We've had a couple of awesome primate based births at work recently and as I've been able to get in a take a few shots, inspired by Peter's good news, I thought I'd share a couple of them.

Fresh pygmy marmosets (a couple of weeks old now!)







































Stunning black lemur twins (unfortunately rejected by mom (dad is soft as a brush) and had to be hand raised). These are really important animals as mom is 'fresh blood' to the UK black lemur population and came in from the Czech Republic last year.


----------



## adamntitch (Jun 17, 2007)

so stunning amazing how big the baby marazets (sp) are at only 2 weeks old and totaly love they baby lemurs xx


----------



## bladeblaster (Sep 30, 2008)

wot you lookin at 4 eyes :lol2:


----------



## bothrops (Jan 7, 2007)

adamntitch said:


> so stunning amazing how big the baby marazets (sp) are at only 2 weeks old and totaly love they baby lemurs xx


They might be a bit older than two weeks, I can't remember their actual DOB! I'll check though.


----------



## PETERAROBERTSON (Jul 2, 2008)

Nice Andy.
Any chance of photography lessons...lol
Hows the tops doing...?
Funny how the males are all diff
but have that funny gob..
Not seen black lemurs for a while...
Lemurs bite sore...(dont try it to see)
Looking really good.
Is it the mum blacks first.?


----------



## Zoo-Man (Apr 12, 2008)

Fab pictures Andy! The Pygmy Marms are adorable, but those baby Black lemurs, oh boy! :flrt:


----------



## bothrops (Jan 7, 2007)

PETERAROBERTSON said:


> Nice Andy.
> Any chance of photography lessons...lol
> Hows the tops doing...?
> Funny how the males are all diff
> ...



No problems at all Peter - I'll happily trade a set of photos and some photography tips for a tour and a coffee if I'm up your neck of the woods? : victory:

Tops are good. The male that looked like he was on his way out (suspected CWD) responded well to steroids. His son, who stole a few of his drugged locust as he grew up has become a bit of a bruiser as a result. They had another pair earlier this year so currently we have five.
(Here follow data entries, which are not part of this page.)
PR #463, opened 2024-09-20
fix: 462 - Fix Header.Avatar display - closes #462

### LINKED ISSUE #462: Issues using Header.Avatar
Header.Avatar has a few issues:

1. When used in a header, it should be documented that it goes inside `BaseHeaderNavigation`.
2. The avatar component itself is in a div, but when included in header navigation, it is erroneously put inside the `ul` tag

It is likely that the Avatar information should be included as props to `BaseHeader` instead of being provided as a component since the positioning of it is highly specific. Either that, or detect when an `Header.Avatar` component is included as a child of `BaseHeaderNavigation` and place it outside the generated `ul` tag.

athill:
The `Header.Avatar` and `Header.Search` components need to be rendered inside the `BaseHeaderNavigation`'s `nav` component, but outside of the navigation `ul`, which was not happening previously.

This change allows the search and avatar components to be added as children to `BaseHeaderNavigation` and the various types of components are placed in their respective locations.

### DIFF
--- a/src/components/Alert/Alert.jsx
+++ b/src/components/Alert/Alert.jsx
@@ -15,7 +15,7 @@ import { TestUtils } from "../util/TestUtils.js";
 const Alert = ({
   title,
   onDismiss,
-  variant,
+  variant = "info",
   isOpen = true,
   id = Rivet.shortuid(),
   className,
@@ -88,9 +88,9 @@ Alert.propTypes = {
   /** [Developer] Adds data-testId attributes for component testing */
   testMode: PropTypes.bool,
   /** An extremely brief title for the alert */
-  title: PropTypes.oneOfType([PropTypes.string, PropTypes.element]).isRequired,
+  title: PropTypes.oneOfType([PropTypes.string, PropTypes.element]),
   /** The variant type which determines how the alert is styled */
-  variant: PropTypes.oneOf(["info", "success", "warning", "danger"]).isRequired,
+  variant: PropTypes.oneOf(["info", "success", "warning", "danger"]),
 };
 
 export default Rivet.rivetize(Alert);
--- a/src/components/File/File.test.jsx
+++ b/src/components/File/File.test.jsx
@@ -88,7 +88,9 @@ describe("<File />", () => {
       expect(description.innerHTML).toBe("2 files selected");
     });
 
-    it("should allow resetting if embedded in a form", async () => {
+    // This test is flaky and unreliable. We should manually verify the expected behavior when
+    // making changes or updating dependencies
+    it.skip("should allow resetting if embedded in a form", async () => {
       const fileName = "foo.txt";
       let fileObject = new File(["foo"], fileName, { type: "text/plain" });
       const resetId = "reset-id";
--- a/src/components/File/File.test.jsx
+++ b/src/components/File/File.test.jsx
@@ -91,13 +91,14 @@ describe("<File />", () => {
     it("should allow resetting if embedded in a form", async () => {
       const fileName = "foo.txt";
       let fileObject = new File(["foo"], fileName, { type: "text/plain" });
+      const resetId = "reset-id";
       render(
         <form>
           <MyFile
             id={TestUtils.File.testId}
             data-testid={TestUtils.File.testId}
           />
-          <input type="reset" data-testid="reset-id" value="Reset" />
+          <input type="reset" data-testid={resetId} value="Reset" />
         </form>
       );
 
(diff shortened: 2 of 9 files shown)


src/components/Alert/Alert.jsx
```diff
@@ -88,9 +88,9 @@ Alert.propTypes = {
   /** [Developer] Adds data-testId attributes for component testing */
   testMode: PropTypes.bool,
   /** An extremely brief title for the alert */
-  title: PropTypes.oneOfType([PropTypes.string, PropTypes.element]).isRequired,
```
athill, line 91: There is a test that `title` is not required, but it was still required. This fixes that.

src/components/Header/BaseHeader.md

The blacks are indeed mom's first. Reintroduction has been tricky as mom is still exhibiting aggression towards them, but hopefully she'll mellow soon. Never had a lemur bite and don't intend to ever have one! The blacks little fangs look bad enough, but I'm always most nervous of the red ruffs!





This was my favourite shot of this particular session (no babies, but love the 'standard pose' feel - it really screams 'pygmy'!)


----------



## Recluso (Dec 3, 2010)

I think I might have broken something gooshing at the baby bundles of ridiculously cute.

Absolutely stunning pictures


----------



## carlycharlie (Jan 16, 2008)

Geat photos Andy & congrats to all at work on all the new arrivals :no1:


----------



## the dogs (Jul 15, 2009)

amazing pics of amazing animals


----------



## MattsZoo (Oct 27, 2011)

Those pictures are amazing! Very adorable little guys and girls!


----------



## Talk To The Animals (Jan 10, 2008)

If either of those lemur babies goes missing, you might want to check my house.. :whistling2:


----------